By: Shae Mayan
Although going “under the sea” is a peaceful endeavor, it takes a great amount of strength and requires your body to use muscles that you may not normally use on a day-to-day basis.
An example of this is using your legs and core to kick and stabilize, either to swim towards that beautiful turtle or to (hopefully not) try to escape a tiger shark while it is feasting. Research has shown that you can burn between 400-700 calories per HOUR while scuba diving, so it is important to be prepared, fit and ready to take on that tiger shark! In this blog post, we will discuss some exercises that you can do to strengthen these muscles. We'll also provide a few tips on how to incorporate these exercises into your workout routine.

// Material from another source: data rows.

PR #10564, opened 2019-12-03
Move providers/common/{ciphers,digests}/* to providers/implementations

levitte:
The idea to have all these things in providers/common was viable as
long as the implementations was spread around their main providers.
This is, however, no longer the case, so we move the common blocks
closer to the source that use them.


paulidale (dismissed):

levitte:
> CI failures might be relevant.

Very relevant.  Fixed

paulidale (approved):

What is the Posterior Chain?
The posterior chain are the muscles that make up the back side of the body such as the glutes, hamstrings, and lower back. If you are looking to improve your scuba diving skills, one of the best things you can do is focus on strengthening this muscle group. It will help stabilize your body while diving and help you stay safe underwater.

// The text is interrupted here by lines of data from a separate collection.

Issue #3531, opened 2017-05-23
Internal treatment of character encoding in passwords


levitte:
This is a point of discussion.

Currently, passwords are treated internally as strings encoded in the current locale (Unix and VMS) or code page (Windows).  That is what is received from the `UI` API and older style password reading callbacks alike.  Applications are assumed to treat them as such and to do conversions to other encodings if required, regardless of if we're talking front end or back end (such as engines, or in #2011, STORE loaders).

What needs discussing is if this is how we should do it in the future, and also what future we're talking about (some changes are most likely impossible to implement before the next major version - 1.2.0 for the moment - because of compatibility demands).  For example, should we make sure that password strings are always converted to UTF8?

The question was raised in #2011.

petrovr:
Richard Levitte wrote:
> This is a point of discussion.
>
> Currently, passwords are treated internally as strings encoded in the current locale (Unix and VMS) or code page (Windows).  That is what is received from the `UI` API and older style password reading callbacks alike.  Applications are assumed to treat them as such and to do conversions to other encodings if required, regardless of if we're talking front end or back end (such as engines, or in #2011, STORE loaders).
Until now I use UI to get password as raw string, i.e. input is passed 
as to third party as is.
> What needs discussing is if this is how we should do it in the future, and also what future we're talking about (some changes are most likely impossible to implement before the next major version - 1.2.0 for the moment - because of compatibility demands).
Yes current behavior should be keep by default.

> For example, should we make sure that password strings are always converted to UTF8?
I wonder how UI will know encoding of input.
What about is input is from file in encoding A, application(executable) 
is not locale aware and  app is run in environment where locale is with 
different encoding.
Assuming "current locale" is not correct.

> The question was raised in #2011.
Dunno what could be relation of store2 to password. UI password 
management should be transparent.

If is so important I would like to propose conversion to be managed by 
two values : input (source) encoding and encoding of result (target). It 
should work for all UI event external implementation.

Roumen

levitte:
> Dunno what could be relation of store2 to password. UI password management should be transparent.

I agree.  However, the issue was brought up there.

> I wonder how UI will know encoding of input.
> What about if input is from file in encoding A, application(executable) is not locale aware and  app is run in environment where locale is with different encoding.
> Assuming "current locale" is not correct.

*Excellent* question!

[...]

PR #10570, opened 2019-12-04
Introduce additional -subj override, utf8 and multivalue RDN support

dirkx:
Replaces what was still left from PR # 1729 from 2016 (as https://github.com/openssl/openssl/commit/529586085e38487d45974817d4f3ff40f30e19f6 introduced most of this code for a slightly different usecase already).

Note to the reviewer - I am not clear why that patch also changes the Issuer around line 609. But have not changed that.

- [X] documentation is added or updated
- [X] tests are added and updated

### DIFF
--- a/apps/x509.c
+++ b/apps/x509.c
@@ -626,7 +626,7 @@ int x509_main(int argc, char **argv)
 
         if (req == NULL) {
             if (fsubj == NULL) {
-                BIO_printf(bio_err, "We need either a request/certificate to extract a subject fomr; or one set with -subj\n");
+                BIO_printf(bio_err, "We need either a request/certificate to extract a subject from; or one set with -subj\n");
                 goto end;
             }
             n = fsubj;
@@ -641,7 +641,7 @@ int x509_main(int argc, char **argv)
 
         if (n == fsubj) {
             X509_NAME_free(fsubj);
-	    fsubj = NULL;
+            fsubj = NULL;
         }
         if (!set_cert_times(x, NULL, NULL, days))
             goto end;
--- a/apps/x509.c
+++ b/apps/x509.c
@@ -633,10 +633,12 @@ int x509_main(int argc, char **argv)
             // Supress Overwritten warning below.
             fsubj = NULL;
         } else {
-           n = X509_REQ_get_subject_name(req);
+            n = X509_REQ_get_subject_name(req);
         }
 
         if (!X509_set_issuer_name(x, n))
+            goto end;
+        if (!X509_set_subject_name(x, n))
             goto end;
         if (!set_cert_times(x, NULL, NULL, days))
             goto end;
--- a/apps/x509.c
+++ b/apps/x509.c
@@ -630,8 +630,6 @@ int x509_main(int argc, char **argv)
                 goto end;
             }
             n = fsubj;
-            // Supress Overwritten warning below.
-            fsubj = NULL;
         } else {
             n = X509_REQ_get_subject_name(req);
         }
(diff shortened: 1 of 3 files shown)


dirkx:
Sorry - this will take some time - as the tests pass on my end.

kroeckx:
This seems related to #3531

apps/x509.c
```diff
@@ -612,22 +624,45 @@ int x509_main(int argc, char **argv)
             goto end;
         }
 
-        n = req == NULL ? fsubj : X509_REQ_get_subject_name(req);
-        if (!X509_set_issuer_name(x, n) || !X509_set_subject_name(x, n))
+        if (req == NULL) {
+            if (fsubj == NULL) {
+                BIO_printf(bio_err, "We need either a request/certificate to extract a subject fomr; or one set with -subj\n");
```
FdaSilvaYY: Typo : fomr ?

apps/x509.c
```diff
@@ -612,22 +624,45 @@ int x509_main(int argc, char **argv)
...
+        }
+
+        if (!X509_set_issuer_name(x, n))
             goto end;
+        if (!X509_set_subject_name(x, n))
+            goto end;
+
+        if (n == fsubj) {
+            X509_NAME_free(fsubj);
+	    fsubj = NULL;
```
FdaSilvaYY: nit : indent is wrong

dirkx:
I'd like to pause this pull request - as I am not confident that the CI tests by AppVeyor and my own 'make test' with valgrind & electric fence are good enough. Will be adding some more test cases first.

Let me know if it is easier process wise if I close this request & re-open. Or if I should leave it here 'as is' and continue once I've gotten the right test coverage.

richsalz:
You can close if you want.  Or edit the subject line of the PR and put "WIP:" in front, to indicate this is a work in progress.

dirkx:
Removed the WIP - added the other testcases to confirm that the alternative (only a public key; no certificate) works correctly.

apps/x509.c
dirkx: Fixed in this/last commit.

dirkx:
Fair to assume no-one is waiting for me for further changes ?

kroeckx:
I think we should always look at the config file as UTF-8. A command line switch should not have any effect on that. The question is just if we should enforce that it's valid UTF-8 and if we should do normalization. But I don't see how this PR has any effect on it, nor do I see any tests for it.

For command line, I think we need a general solution. I prefer one that just takes the locale settings into account and does the conversion as needed.

dirkx:
That was how this patch originally was. 

But commit 5295860 introduced in [line 166](https://github.com/openssl/openssl/commit/529586085e38487d45974817d4f3ff40f30e19f6#diff-f48b02166abaa1faa6c10358046a8fb2R166) it set to ASC. We occasionally need to force it to UTF8. 

And I would avoid normalisation within openssl - we have situations (germany v.s. swiss springs to mind) where some entities want their normalisation subtly different from each other. So best I guess to just accept the UTF8 as is.

Happy to remove that utf8 flag from this pull request though - as needing control over UTF8 for strings that do not need it is pretty rare anyway.

dirkx:
It is the override and multi-value RDN that we'd really like to see upstream.

dirkx:
@kroeckx what would you prefer met to ?

- Resubmit with the utf8 flag removed; and reverting to MBSTRING_ASC (as it was prior) ?
- Resubmit with the latter set to MBSTRING_UTF8 and perhaps a flag to force ASCII (e.g. if you have a nordic or austrian issue were you want to control the normalisation to match local customs) ?

With respect to:

kroeckx:
I suggest that you do the minimum amount of changes requires for
what you want to do, and leave all characterset related things to
some other PR.

It would also be good to hear from somebody else.

dirkx:
Ok - will do (and found some odd effects when writing a test case for it anyway).

dirkx:
Vacating this pull request - as someone else has introduced the UTF8 change that was to be removed from this pull request.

Scuba diving gear is anywhere from 40-60 pounds, with your back carrying most of that weight (no pun intended). If you have a weak back or core, you will be more prone to injury while putting your gear on and getting in or out of the water.
How is the Core Involved in Diving?
The abdominals (core) are involved with balance, stability, and overall movement of the body. Swimming with O2 bottles, a weight belt, and other scuba gear involves the core with each stroke and kick. Although dive gear becomes weightless underwater, it still challenges the body with stabilization.
In summary, posterior chain and core exercises are important for scuba diving because they help to:
- Improve posture and alignment
- Reduce the risk of low back pain
- Increase strength and power
- Improve balance and coordination
- Increase endurance
Exercises to Strengthen the Posterior Chain
Some exercises to incorporate into your workouts include:
- Squats
- Wall Sits
- Romanian Deadlifts
- Glute Bridges
- Superman’s
It is suggested to start with 3 sets of 10 each, 3-4 days per week. Once you gain strength and that becomes easy, add some free weights or machines into the mix!
Exercises to Strengthen the Core
- Planks
- Bird Dogs
- Dead Bugs
- Shoulder Taps
- Flutter Kicks
Start with 3 sets of 30-45 seconds of each exercise. Be sure to engage the core and use good form. Once that starts to become easier, increase the time and try to work up to at least 1-2 minutes of each exercise.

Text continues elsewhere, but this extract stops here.